Data Hubs are also increasingly used for efficient complex business management. They can integrate information and data from different sources coming from a group of companies at the same time. This solution is called a groupware service. The service is supposed to increase group cooperation and synergy due to the improvement of business processing capacity, and thereby reducing operational costs.

Such systems are especially useful to handle format differences of various data sources, harmonize the data, and as a result, control the already mentioned data heterogeneity problem.
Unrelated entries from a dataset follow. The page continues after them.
PR #2326, opened 2026-08-29
Treat AMSI return values as HRESULT instead of Win32 error codes

meziantou:
**Stack 2 of 4 · merges into `fix/amsi-handle-lifetime` (#2325) · merge after #2325.**

## The finding

Every AMSI function returns an `HRESULT` — confirmed both in the [docs](https://learn.microsoft.com/en-us/windows/win32/api/amsi/nf-amsi-amsiscanstring) ("If this function succeeds, it returns **S_OK**. Otherwise, it returns an **HRESULT** error code") and in the CsWin32-generated signatures. The wrapper widened that to `int` and did this at all six call sites:

```csharp
if (result != 0)
    throw new Win32Exception(result);
```

Two separate defects:

1. **Wrong success test.** HRESULT success is `result >= 0`, not `result == 0`. A non-`S_OK` success such as `S_FALSE` would throw on a call that actually succeeded, discarding a valid scan result.
2. **Wrong error domain.** `Win32Exception(int)` interprets its argument as a `GetLastError()` code, so `NativeErrorCode` ends up holding an HRESULT and callers cannot branch on it.

CI on #2325 produced a live example of this. A scan on a hosted agent failed and surfaced as:

```
System.ComponentModel.Win32Exception : The device is not ready.
   at AmsiContext.IsMalware(String payload, String contentName) in AmsiContext.cs:line 62
```

AMSI returned `HRESULT_FROM_WIN32(ERROR_NOT_READY)` = `0x80070015`. To be precise about what does and does not go wrong here: `FormatMessage` *did* resolve that value, so the message text is correct — that part of my original description was overstated. What is wrong is `NativeErrorCode`, which holds `0x80070015` (2147942421) rather than `21`, so `catch (Win32Exception e) when (e.NativeErrorCode == ERROR_NOT_READY)` does not match. And the message only survives because this HRESULT happens to be `FACILITY_WIN32`; a provider-specific or `FACILITY_ITF` HRESULT has no system message-table entry and degrades to `Unknown error (0x…)`.

This is the entire error-reporting surface of the package, and AMSI failing is not exotic — no registered provider, AMSI disabled by policy, or a provider rejecting the content all arrive here.

## What changed

- The interop helpers return CsWin32's `HRESULT` instead of widening to `int`, and the public methods call `.ThrowOnFailure()`. This matches the convention already used in the repo at `src/Meziantou.Framework.FullPath/FullPath.cs:731`; every other `Win32Exception` in the repo is paired with `Marshal.GetLastWin32Error()`, so AMSI was the outlier.
- `AmsiInitialize`/`AmsiOpenSession` no longer wrap the `out` parameter in an owning `SafeHandle` when the call failed — on failure it carries no handle that may legally be passed back to `AmsiUninitialize`/`AmsiCloseSession`.

## Behaviour change for callers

This is an even more interesting solution, since it operates the Data Hub on the cloud, not on-premise, and so it additionally increases the strategy agility.

 

Data Warehouse, Data Lake and Data Hub – the differences and similarities

After discussing all the similarities and differences of various data approaches, we have created a summary in the form of the chart below.

 

Data Warehouse  —  Data Lake  —  Data Hub

Data storage Yes Yes Yes
Data placement In a silo Many silos in one place Many silos in one place
Indexing Yes No Yes
Harmonization of data Yes Very little to none (incompatible data formats) Data is indexed in a harmonized form
Data latency Bigger Smaller Smaller
All types of data No Yes Yes
Inherent analytics No Yes Yes
Optimized for machine learning No No Yes

 

Data Hub data flows

To sum up, Data Hubs are slowly becoming the new trend in business data storage and processing. They are a natural step forward, improving the previous solutions – Data Lakes and Data Warehouses. At the same time, Data Hubs are not supposed to eliminate Data Lakes and DWs. On the contrary, they can make a useful, complementary service. Data Hubs improve the quality of data, its latency, and also reduce the business unit dependency on IT for new reports and insights and eliminate the need to transform the existing DWs.